**Exercise directions**
Retype only the lines at the head of the records, first through the one with "nick-bisonai: no you", exactly as written.

(Saved entries)
########################################

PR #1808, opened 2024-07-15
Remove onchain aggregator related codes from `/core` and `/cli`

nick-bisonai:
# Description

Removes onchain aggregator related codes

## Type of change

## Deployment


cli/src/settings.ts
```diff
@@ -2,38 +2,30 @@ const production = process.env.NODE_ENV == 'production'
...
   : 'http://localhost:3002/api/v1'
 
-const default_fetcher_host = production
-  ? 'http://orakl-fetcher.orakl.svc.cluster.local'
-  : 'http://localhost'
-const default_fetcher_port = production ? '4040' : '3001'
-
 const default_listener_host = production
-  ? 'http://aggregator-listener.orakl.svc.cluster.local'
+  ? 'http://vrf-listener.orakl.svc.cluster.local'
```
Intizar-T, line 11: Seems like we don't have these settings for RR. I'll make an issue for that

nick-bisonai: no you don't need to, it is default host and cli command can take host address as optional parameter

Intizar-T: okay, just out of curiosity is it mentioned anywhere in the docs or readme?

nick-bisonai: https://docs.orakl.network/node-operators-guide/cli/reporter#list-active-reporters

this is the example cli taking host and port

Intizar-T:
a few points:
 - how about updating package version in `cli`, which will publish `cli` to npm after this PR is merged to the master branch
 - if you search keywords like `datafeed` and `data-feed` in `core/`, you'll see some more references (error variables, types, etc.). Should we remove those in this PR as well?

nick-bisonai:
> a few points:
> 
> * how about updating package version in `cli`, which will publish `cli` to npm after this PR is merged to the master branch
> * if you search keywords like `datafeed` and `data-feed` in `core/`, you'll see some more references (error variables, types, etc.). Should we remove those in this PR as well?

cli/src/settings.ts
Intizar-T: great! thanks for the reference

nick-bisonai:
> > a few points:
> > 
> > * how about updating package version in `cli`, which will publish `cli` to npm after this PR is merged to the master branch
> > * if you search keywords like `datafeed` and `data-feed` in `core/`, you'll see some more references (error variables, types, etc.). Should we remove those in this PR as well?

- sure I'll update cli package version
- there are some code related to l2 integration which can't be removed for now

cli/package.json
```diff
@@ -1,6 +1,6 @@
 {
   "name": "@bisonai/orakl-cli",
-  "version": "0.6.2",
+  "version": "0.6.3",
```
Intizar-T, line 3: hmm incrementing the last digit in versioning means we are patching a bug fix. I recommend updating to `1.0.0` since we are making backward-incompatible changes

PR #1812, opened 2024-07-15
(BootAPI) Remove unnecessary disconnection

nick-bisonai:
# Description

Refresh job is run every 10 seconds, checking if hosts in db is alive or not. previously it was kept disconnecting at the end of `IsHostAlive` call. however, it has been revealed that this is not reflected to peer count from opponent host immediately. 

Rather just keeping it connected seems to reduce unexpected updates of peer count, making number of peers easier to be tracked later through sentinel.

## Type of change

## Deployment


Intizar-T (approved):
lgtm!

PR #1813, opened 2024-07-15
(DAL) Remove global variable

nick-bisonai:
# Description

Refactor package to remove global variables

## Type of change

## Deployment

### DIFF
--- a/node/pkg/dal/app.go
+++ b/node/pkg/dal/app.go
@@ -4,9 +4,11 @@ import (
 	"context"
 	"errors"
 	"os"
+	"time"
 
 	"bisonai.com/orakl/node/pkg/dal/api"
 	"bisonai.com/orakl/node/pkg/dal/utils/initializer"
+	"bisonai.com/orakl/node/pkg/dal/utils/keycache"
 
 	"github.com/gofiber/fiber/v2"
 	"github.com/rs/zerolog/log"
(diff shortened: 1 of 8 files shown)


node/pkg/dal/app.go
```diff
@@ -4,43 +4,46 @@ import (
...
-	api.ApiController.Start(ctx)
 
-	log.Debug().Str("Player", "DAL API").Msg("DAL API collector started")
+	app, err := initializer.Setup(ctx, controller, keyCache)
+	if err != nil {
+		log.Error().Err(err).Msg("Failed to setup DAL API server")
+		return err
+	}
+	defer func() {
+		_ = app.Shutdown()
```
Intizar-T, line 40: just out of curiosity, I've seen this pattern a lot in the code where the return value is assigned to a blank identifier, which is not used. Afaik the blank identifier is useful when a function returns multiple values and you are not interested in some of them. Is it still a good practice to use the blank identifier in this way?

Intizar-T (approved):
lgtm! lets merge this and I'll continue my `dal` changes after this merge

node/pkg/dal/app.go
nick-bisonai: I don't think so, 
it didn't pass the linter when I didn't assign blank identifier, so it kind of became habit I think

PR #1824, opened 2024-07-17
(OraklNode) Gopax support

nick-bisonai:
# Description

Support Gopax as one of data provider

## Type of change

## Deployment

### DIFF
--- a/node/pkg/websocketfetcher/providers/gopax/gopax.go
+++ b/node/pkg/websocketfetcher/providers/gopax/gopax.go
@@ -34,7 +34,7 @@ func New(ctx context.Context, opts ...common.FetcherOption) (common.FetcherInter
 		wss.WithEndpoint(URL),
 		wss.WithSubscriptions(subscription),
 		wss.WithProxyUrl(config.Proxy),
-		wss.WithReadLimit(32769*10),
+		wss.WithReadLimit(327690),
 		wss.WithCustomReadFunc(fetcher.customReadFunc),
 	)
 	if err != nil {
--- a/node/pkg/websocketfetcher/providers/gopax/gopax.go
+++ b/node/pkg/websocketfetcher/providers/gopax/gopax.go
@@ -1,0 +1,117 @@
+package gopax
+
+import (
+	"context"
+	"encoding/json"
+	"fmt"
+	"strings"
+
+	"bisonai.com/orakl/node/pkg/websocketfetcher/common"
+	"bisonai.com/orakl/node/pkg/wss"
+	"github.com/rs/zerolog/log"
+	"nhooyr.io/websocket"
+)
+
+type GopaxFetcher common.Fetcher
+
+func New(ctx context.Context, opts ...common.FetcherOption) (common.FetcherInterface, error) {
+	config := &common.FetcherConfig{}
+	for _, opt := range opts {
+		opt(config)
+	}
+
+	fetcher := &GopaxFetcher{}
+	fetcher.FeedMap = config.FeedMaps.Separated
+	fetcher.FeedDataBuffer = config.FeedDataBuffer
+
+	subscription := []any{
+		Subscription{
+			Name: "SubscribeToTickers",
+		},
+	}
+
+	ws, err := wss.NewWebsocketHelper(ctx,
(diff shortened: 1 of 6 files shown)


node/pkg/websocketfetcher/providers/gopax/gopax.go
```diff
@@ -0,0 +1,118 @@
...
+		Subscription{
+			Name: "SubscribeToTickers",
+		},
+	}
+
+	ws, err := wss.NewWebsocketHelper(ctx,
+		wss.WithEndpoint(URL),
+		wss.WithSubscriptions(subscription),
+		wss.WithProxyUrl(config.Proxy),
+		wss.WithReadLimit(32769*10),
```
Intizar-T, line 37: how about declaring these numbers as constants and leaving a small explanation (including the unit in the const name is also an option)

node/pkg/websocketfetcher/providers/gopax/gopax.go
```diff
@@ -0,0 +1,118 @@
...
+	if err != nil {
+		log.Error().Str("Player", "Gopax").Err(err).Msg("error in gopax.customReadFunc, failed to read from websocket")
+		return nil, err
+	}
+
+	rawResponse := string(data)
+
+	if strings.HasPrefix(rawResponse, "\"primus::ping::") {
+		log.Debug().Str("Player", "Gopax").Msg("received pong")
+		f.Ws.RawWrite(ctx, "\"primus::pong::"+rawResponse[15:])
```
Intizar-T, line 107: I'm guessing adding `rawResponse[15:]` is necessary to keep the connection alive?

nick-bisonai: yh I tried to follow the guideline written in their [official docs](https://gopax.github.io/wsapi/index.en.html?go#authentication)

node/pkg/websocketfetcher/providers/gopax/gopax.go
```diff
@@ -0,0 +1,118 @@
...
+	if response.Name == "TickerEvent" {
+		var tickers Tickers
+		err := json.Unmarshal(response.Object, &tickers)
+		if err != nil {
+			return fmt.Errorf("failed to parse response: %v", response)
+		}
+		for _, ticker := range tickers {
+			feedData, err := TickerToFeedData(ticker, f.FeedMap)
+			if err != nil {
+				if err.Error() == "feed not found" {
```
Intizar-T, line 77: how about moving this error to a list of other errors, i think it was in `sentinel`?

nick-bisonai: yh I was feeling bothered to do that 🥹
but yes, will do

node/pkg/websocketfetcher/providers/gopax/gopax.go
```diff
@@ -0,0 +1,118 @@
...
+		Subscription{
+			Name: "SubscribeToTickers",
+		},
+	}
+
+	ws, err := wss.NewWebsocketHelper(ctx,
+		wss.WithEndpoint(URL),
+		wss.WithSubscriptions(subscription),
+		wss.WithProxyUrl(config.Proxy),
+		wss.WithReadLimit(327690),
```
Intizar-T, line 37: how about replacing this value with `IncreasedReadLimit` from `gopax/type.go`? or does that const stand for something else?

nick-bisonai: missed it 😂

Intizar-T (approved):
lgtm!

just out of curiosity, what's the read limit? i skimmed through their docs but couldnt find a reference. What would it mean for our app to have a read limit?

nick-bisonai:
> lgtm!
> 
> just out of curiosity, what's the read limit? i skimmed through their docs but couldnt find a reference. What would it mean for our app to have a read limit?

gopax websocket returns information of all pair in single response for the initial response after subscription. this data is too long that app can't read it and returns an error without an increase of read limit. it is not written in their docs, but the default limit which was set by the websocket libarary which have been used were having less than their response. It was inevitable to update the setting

########################################

**Completed exercise**
PR #1808, opened 2024-07-15
Remove onchain aggregator related codes from `/core` and `/cli`

nick-bisonai:
# Description

Removes onchain aggregator related codes

## Type of change

## Deployment


cli/src/settings.ts
```diff
@@ -2,38 +2,30 @@ const production = process.env.NODE_ENV == 'production'
...
   : 'http://localhost:3002/api/v1'
 
-const default_fetcher_host = production
-  ? 'http://orakl-fetcher.orakl.svc.cluster.local'
-  : 'http://localhost'
-const default_fetcher_port = production ? '4040' : '3001'
-
 const default_listener_host = production
-  ? 'http://aggregator-listener.orakl.svc.cluster.local'
+  ? 'http://vrf-listener.orakl.svc.cluster.local'
```
Intizar-T, line 11: Seems like we don't have these settings for RR. I'll make an issue for that

nick-bisonai: no you don't need to, it is default host and cli command can take host address as optional parameter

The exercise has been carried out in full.